Postmodern, empirical, and legal economic approaches have contributed to the literature on sexual orientation law. One empirical approach compiles data about rates of arrest and prosecution for sexual offenses, and points out that consensual same-sex sexual activity is unfairly singled out for criminal penalty (Eskridge 1999). The two major premises of this approach, that like parties should be treated alike, and further that the state should generally refrain from interfering in private consensual activities, together lead to the conclusion that the state statutes criminalizing sodomy should be invalidated.

One postmodern approach closely examines the language and reasoning of a judicial opinion to decode the cultural context of the decision, revealing, for example, the Supreme Court’s strategic and biased collapse of status and conduct in Bowers vs. Hardwick. This approach focuses on how the majority decision in Hardwick collapsed the distinction between status and conduct, and ignored the many cross-sex couples who commit sodomy by engaging in acts such as fellatio, cunnilingus, and anal intercourse. The majority in Hardwick framed the question as ‘whether the Federal Constitution confers a fundamental right upon homosexuals to engage in sodomy’ focusing the legal inquiry on both a bad act (sodomy) and a bad status (homosexuality). Under this reasoning:

[I]f sodomy is bad … then homosexuals and heterosexuals who do it are bad. If homosexuals are bad, we are bad whether we’ve engaged in sodomy or not. To hold both of these positions with consistency, you have to be willing to say that many, many heterosexuals are bad. This the majority Justices never acknowledged … They wanted the badness of each to contaminate the other—while heterosexual personhood remained out of the picture, protected from the taint with which it was logically involved. (Halley 1999, pp. 7–8)

By leaving the categories of sexual orientation status and conduct ambiguous, legal doctrine governing consensual sexuality ‘remained always ready to focus on ‘‘act’’ or ‘‘status’’ according to the expediencies of the situation’ (Halley 1999, p. 8)

An emerging strand of legal scholarship uses legal economic premises to examine heterosexuality as well as same-sex sexuality. US Court of Appeals Judge Richard Posner’s book Sex and Reason (1992 posited a bioeconomic theory of sexuality that combined sociobiology with legal economics. Posner’s often controversial analysis (describing, for example, the economic efficiency in some contexts of female infanticide and baby selling, which he renames ‘parental-right selling’) provoked a firestorm of response. Yet recent scholarship has built on Posner’s economic approach to posit a bargaining theory of sexuality, suggesting that legal regulation should equalize the bargaining positions between men and women (Hirshman and Larson 1998).

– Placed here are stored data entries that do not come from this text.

Issue #193, opened 2026-09-09
Runbook/DR: recover a chain wedged on an orphaned faucet generation (fail-closed halt is correct; root cause #196)


mandrigin:
Found by the #186 growing-chain battery (gate ×3). **Not a #185/#186 regression** — it's a B2AGG/faucet recovery gap in the #167 family.

## Symptom
After g1's `full-db-loss-recovery-postchaos` drill, the synthetic tip froze permanently at block 4577 and every subsequent target (g2 6/41, g3) failed the liveness check ("eth_blockNumber did not advance"). Restarts do not clear it.

## Root cause
The projector halted fail-closed:

```
projector halted (fail-closed): note 0x8c15b37d…43654ddf1 (LET index 38) is
reserved but its BridgeEvent was never emitted (unrecoverable metadata /
quarantined leaf). Sealing past it would leave a getLogs gap that halts aggkit
bridgesync.
```

The underlying reason (src/projection.rs:485):

```
restore: B2AGG unknown faucet: unknown faucet ID 0xfe545e3a625e30111a06f1da86aa2f:
not found in faucet registry. Register the faucet via admin_registerFaucet or
bridge a claim first.
Error: restore: bridge-out 0x5ebae939…30a8c7bf at block 4604 is minted by faucet
0xfe545e3a625e30111a06f1da86aa2f, which has not [been rebuilt]
```

Faucet `0xfe545e3a…` was **live on-chain** (it minted bridge-out `0x5ebae939` at block 4604) but is **absent from `faucet_registry` (count 0)** after the DB wipe, and `faucet_bootstrap::rebuild_missing_faucet_identities` did **not** rebuild it during `--restore` (it rebuilt other faucets — src/faucet_bootstrap.rs:105 INFO lines — but missed this one). The B2AGG leaf minted by it is therefore unresolvable → quarantined → the projector fail-closes and the whole synthetic chain stops.

## Why it's a real bug, not a chaos artifact
`scripts/chaos-garbo.sh:20-24` documents that the unknown-faucet class is **intentionally not automated and cannot be produced with the shipped bridge-out-tool** — so this faucet is a genuine mid-run faucet whose recovery failed, not an injected adversarial input.

## Impact
[...]

PR #194, opened 2026-09-09
test(harness): bullet-proof e2e/N=30 — classify HEALTHY/INFRA/WEDGED + nuclear reset

mandrigin:
Refs #193. Based on `main`.

A projector fail-closed halt froze the synthetic tip, but the battery only recognized nonce gaps. Every later target waited out its timeout, producing hours of failures without identifying the shared cause. Unhealthy or partially reset containers caused similar misleading runs.

This change adds a shared stack-health classifier for the battery and bridge-loadtest harness. It distinguishes healthy, infrastructure-failed and projector-wedged states; checks base services, proxy RPC/health and an existing L2B overlay; and permits the normal pre-bring-up state when no proxy exists. The battery records the projector halt reason and evidence once, then marks later targets `SKIP-wedged`. A teardown helper supports a fresh run after a broken fixture.

The RD-913 duplicate-BURN check now examines returned rows directly and suppresses psql command tags. Counting output lines misread empty results, and the intermediate correction still interpreted `INSERT 0 0` as a returned row. `psql -q` preserves actual `RETURNING` rows while suppressing that tag. Five mocked classifier cases cover fresh/base/L2B states and infrastructure failures.

This PR detects the #193 halt; the duplicate-faucet prevention is in #198.

The readiness test also handles repair that finishes before HTTP starts. With Web3Signer, custody verification waits behind the initial client sync; the captured claim was repaired at 10:07:02.637, before HTTP bound at 10:07:02.747. Requiring a visible 503 falsely failed that safe startup. The test now requires either an observed 503 with backlog or timestamped evidence that the exact claim was seeded and repaired before serving. It independently probes the live endpoint with a controlled durable-backlog entry (503, then 200 after cleanup), retains byte-for-byte calldata and consumer settlement assertions, normalizes failed curl responses, and parses ANSI tracing fields correctly. Six verdict regression cases cover missing evidence, wrong claims, and repair after binding.

Stack: `main` (`b01ff6d`, v0.16.3) → #194 (`3712a69`) → #197 (`e19bced`) → #198 (`4ca55ba`). Rebased on main on 2026-09-15.

## Validation

Combined-stack SSH results:

| Check | Status |
|---|---|
| Unit/binary tests | 652 passed, 1 ignored |
| Full PostgreSQL module, real DB and all migrations | 52 passed, 2 ignored |
| Script checks and stack-health cases | Passed again on `4ca55ba` in 37s, including six readiness verdict regressions; all 5 classifier cases passed; live health and injected halt-log classification also verified |
| RD-913 restart and duplicate BURN regression | Passed on `8886471` in 182s; real BURN baseline, duplicate assertion executed |
| Full E2E with Web3Signer, remote prover and L2B | Passed in 6,326 seconds (1h 45m 26s) |
| Dedicated fresh-fixture deposit and withdrawal | Passed on `8886471` |
| Full database loss, live baseline | Passed: 8 events retained in served order; all fields except 7 transaction hashes unchanged; no poison; fresh GER and real claim settled |
| Dedicated faucet-identity restore | Passed on `8886471` in 342s |
| Recovery readiness ×3 | Passed on `4ca55ba` in 725s: exact original calldata, live backlog 503→200, consumer re-fetch/resync, three newer certificates confirmed on L1 |
| N=30 | Passed on `4ca55ba` in 2,671s: 11 deposits + 19 withdrawals, 30/30 claimed, zero failures |
| Exact-block completeness | Passed on `4ca55ba` in 23s; N=30 also passed its own exact-block check (22 B2AGG, 22 CLAIM, 33 GER; zero late/missing/extra) |
| Chaos and post-chaos database loss | Chaos cancelled at user request on Sep 15, 12:09 UTC to prioritize urgent #215. No final chaos verdict; post-chaos DB loss not run. Earlier N=30, completeness, full E2E and DB-loss passes remain valid. |
| GitHub CI | All required checks passed on the current restacked heads; optional workflow E2E skipped |

Unit/PostgreSQL/script tests and the completed full E2E ran on `998cd29`. The only subsequent changes are harness corrections in #194: RD-913 psql output handling at `8886471`, then readiness evidence and its regression cases at `4ca55ba`. Production source, Cargo.toml and Cargo.lock are identical; the SSH runner checks this explicitly. Dedicated RD-913, full database loss and faucet identity restore passed on `8886471`. The resumed runner passed scripts, readiness ×3, N=30 and completeness on `4ca55ba`. Its later chaos run was stopped early at user request; it is not counted as a pass. The first readiness attempt is retained as FAIL, with its cause explained in #194; it is not counted as a pass.

The full suite passed concurrent first claims, dynamic ERC-20, faucet-identity restore, foreign-claim isolation, cursor/GER restart durability, private-note restore, L2B transfers and same-address isolation, all three native round trips, public registration concurrency/durability, multi-network metadata recovery after full DB drop, manual-user/sponsor claim races, crash recovery with fresh transfers in both directions, and future-nonce mempool behavior. The crash test reached exactly-once completion and drained pending work; its dedicated orphan-recovery counter did not advance, so the run may have recovered through normal writer retries.

The full-loss RPC snapshots were independently compared as served: strictly increasing, unique `(block, log_index)` pairs; identical first seven fields; zero missing or extra events; exactly seven transaction-hash changes. The recovery procedure resets the surviving consumer nonce state; a fresh injected GER and a settled, note-backed claim provide the final liveness proof. The optional manual-claim allowlist leg was not enabled in `all`.

Logs, metrics and snapshots: `/home/mandrigin/gate-logs/pr-198-stacked-998cd29/` (original full E2E and recovery evidence, including the readiness failure) and `/home/mandrigin/gate-logs/pr-198-stacked-4ca55ba/` (resumed gates) on SSH. Debug writer diagnostics are enabled and continuously captured across container restarts. N=30 and chaos require exact-block completeness (`ALLOW_LATE=0`). #198 remains draft. The interrupted chaos run included supplemental faults during bulk submissions and watchdog recovery attempts; it cannot establish unassisted recovery. Cancellation evidence and a SQL snapshot are preserved in the resumed log directory.


mandrigin:
## Broadened from the projector-only detector into a bullet-proof stack classifier (aa8ec21)

Two real incidents this session, both of which the matrix blamed on innocent targets:
- **INFRA** — a stale/half-reset box left the proxy `unhealthy` and L2B crash-looping; every target failed on `up --wait` → **0/21 matrix**.
- **WEDGED** — the projector fail-closed and the tip froze; 40+ later targets each burned their full timeout.

New `scripts/lib-stack-health.sh`:
- `stack_health` → one read-only verdict + code: `HEALTHY` (0), `INFRA:<reason>` (1 — crash-looping/unhealthy containers, dead RPC), `WEDGED:<reason>` (2 — projector fail-closed / frozen tip). Covers the **web3signer/KMS** overlay when `WITH_WEB3SIGNER`.
- `stack_nuclear_reset` — removes all containers + volumes, because `make e2e-clean-data` does **not** recreate already-running node containers (the exact 0/21 cause).

Wired into:
- **e2e-battery.sh** — the per-target preflight now classifies the whole stack (not just the projector), names the cause once (`stack-infra/stack-wedge-before-<target>`), and skips the rest fast; the one-time genesis wipe does a nuclear reset first.
- **e2e-bridge-loadtest.sh (N=30)** — the settle loop aborts fast with the verdict on a wedge/infra break instead of waiting out the stall window and understating delivery.

This supersedes the projector-only check (same short-circuit, now infra-aware), so it's the single harness-robustness PR.

mandrigin:
Also folded in (4593c41): **fix RD-913's chronic false red.** Its real regression (monitor_burn_serials surviving a proxy restart) passes; the step-5 assertion was the bug — it did `pgquery "INSERT … ON CONFLICT (serial) DO NOTHING RETURNING serial" | wc -l` and required 0, but `pgquery` is `psql -t -A`, whose 0-row result is a trailing empty line, so `wc -l` returned 1 and it cried "ON CONFLICT semantics broken" — while `serial` is the PRIMARY KEY and the DB correctly rejects the duplicate (reproduced live: `INSERT 0 0`). Now it inspects the RETURNING value directly (trimmed). Turns a chronic false-red green; another "harness cries wolf" class removed.

sibuser (approved):

PR #200, opened 2026-09-10
fix: enable TLS for the remote-prover startup probe

### LINKED ISSUE #199: --require-hardening cannot boot with an https:// remote prover URL
## Summary

With `--require-hardening` set and `--miden-prover-url` pointing at an `https://` endpoint, the service fails to start:

```
Error: remote prover unreachable (startup probe)

Caused by:
    0: transport error
    1: Connecting to HTTPS without TLS enabled
```

The prover is reachable; the probe just cannot dial it.

## Cause

The startup probe builds a bare `tonic::transport::Endpoint`:

```rust
let endpoint = Endpoint::from_shared(prover_url.to_string())?
    .timeout(Duration::from_secs(5))
    .connect_timeout(Duration::from_secs(5));
endpoint.connect().await
```

A bare `Endpoint` has no TLS configured, and tonic rejects an `https://` URI outright before any connection is attempted.

The prover client itself connects with native roots (which is why `tonic` is pinned here with `tls-native-roots`), so the probe is stricter than the client it exists to check — it rejects a URL that works fine at run time.

## Why it cannot be configured around

Hardening also *requires* the prover URL to be set, so the three constraints are mutually unsatisfiable for anyone using a TLS-fronted prover:

- hardening requires `--miden-prover-url` — cannot unset it
- the probe cannot dial `https://` — cannot use a TLS URL
- dropping the remote prover means in-process proving, which the docs call out as the OOM cause

This only affects `--require-hardening`, which is why it did not surface earlier: without it the probe is skipped and the prover client connects normally over TLS.

## Suggested fix

Give the probe the same TLS configuration as the client — enable native roots when the scheme is `https`, leaving plaintext URLs unchanged.

PR: #200

## Environment

- v0.16.0
- `--require-hardening` set
- `--miden-prover-url` an `https://` endpoint behind a TLS load balancer

iszubok:
Fixes #199.

The `--require-hardening` startup probe built a bare `tonic::Endpoint`, which has no TLS configured, so tonic refused any `https://` URI with "Connecting to HTTPS without TLS enabled" before a packet was sent. A hardened boot against a TLS-fronted prover therefore failed on a prover that was reachable.

The prover client connects with native roots, so the probe was stricter than the client it exists to check — it rejected configurations that work at run time. And because hardening also requires `--miden-prover-url` to be set, there was no way to configure around it: hardening and a TLS prover were mutually exclusive.

Endpoint construction moves into `prover_probe_endpoint`, which enables native roots when the scheme is `https`. Plaintext URLs are unchanged, so a local/dev prover behaves exactly as before.

## Tests

Two cases in `hardening_tests`, both hermetic — building an endpoint performs no I/O:

- `prover_probe_accepts_https_and_http` — the regression. Fails on `main`.
- `prover_probe_rejects_a_malformed_url` — a bad URL is still a configuration error, so the TLS change does not smuggle one through.

`cargo test --bin miden-agglayer-service hardening_tests` → 25 passed. `cargo fmt --check` clean.

### DIFF
--- a/src/main.rs
+++ b/src/main.rs
@@ -611,6 +611,32 @@ fn parse_bind_addr(s: &str) -> Result<String, String> {
         })
 }
 
+/// Build the endpoint used by the `--require-hardening` remote-prover startup
+/// probe.
+///
+/// TLS has to be configured explicitly for `https://` URLs. A bare `Endpoint`
+/// has no TLS configured, and tonic then refuses the URI outright with
+/// "Connecting to HTTPS without TLS enabled" — so the probe would fail the boot
+/// on a prover that is perfectly reachable. The prover client itself connects
+/// with native roots, so a probe that cannot do the same is stricter than the
+/// client it exists to check, and rejects configurations that work at run time.
+///
+/// Constructing the endpoint performs no I/O; the caller connects.
+fn prover_probe_endpoint(prover_url: &str) -> anyhow::Result<::tonic::transport::Endpoint> {
+    let mut endpoint = ::tonic::transport::Endpoint::from_shared(prover_url.to_string())
+        .context("invalid --miden-prover-url for startup probe")?
+        .timeout(std::time::Duration::from_secs(5))
+        .connect_timeout(std::time::Duration::from_secs(5));
+
+    if endpoint.uri().scheme_str() == Some("https") {
+        endpoint = endpoint
+            .tls_config(::tonic::transport::ClientTlsConfig::new().with_native_roots())
+            .context("failed to enable TLS for the remote prover startup probe")?;
+    }
+
+    Ok(endpoint)
+}
+
 /// Build the JSON-RPC service URL from a validated bind host + port. IPv6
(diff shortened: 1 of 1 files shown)


iszubok:
Retargeted from `main` to `release/0.16`, which I cut from the `v0.16.0` tag (`e7d09ae`) — there wasn't one, and the 0.15 line had `release/0.15`, so this follows that pattern.

`main` is currently identical to `v0.16.0`, so the diff is unchanged either way today. The reason it matters: a 0.16.1 tagged off `main` later would sweep in whatever else lands on `main` first, whereas off `release/0.16` it carries only this.

Needs forward-porting to `main` as well — happy to open that as a separate PR, or it can ride along when `release/0.16` is merged back the way `release/0.15` was.

mandrigin (approved):
Reviewed: enables native-roots TLS for the https prover startup probe (http unchanged), matching the prover client's own connection behavior. Two hermetic tests. Clean, correct fix for #199. All CI green. Approving for the 0.16.1 hotfix (merging to main; release branch is identical).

4. Future Directions Of Theory And Research

The youth of sexual orientation legal research makes it unpredictable. Four likely future trends emerge. First, future research may well include increased use of empirical methods such as compilations data from court records in criminal or family law cases. Second, queer legal theory’s emphasis on post-identity analysis and legal doctrine’s focus on identity as a foundational category require that future scholarship address the tensions between deconstructing identity and reconstructing a legal regime that does not discriminate on the basis of sexuality or gender performance. Third, scholars are likely to try to resolve the analytical tension between a binary construction of sex that underlies gay theory and a fluid construction of sex that underlies transgender approaches. Fourth and finally, future scholarship and advocacy may focus on the legal regulation of heterosexuality and bisexuality, further developing the literature on how legal regulation misconstrues identity as fixed or natural. On an ideological level, theoretical research is likely to continue to develop in both liberal (assimilationist) and critical (utopian) strands.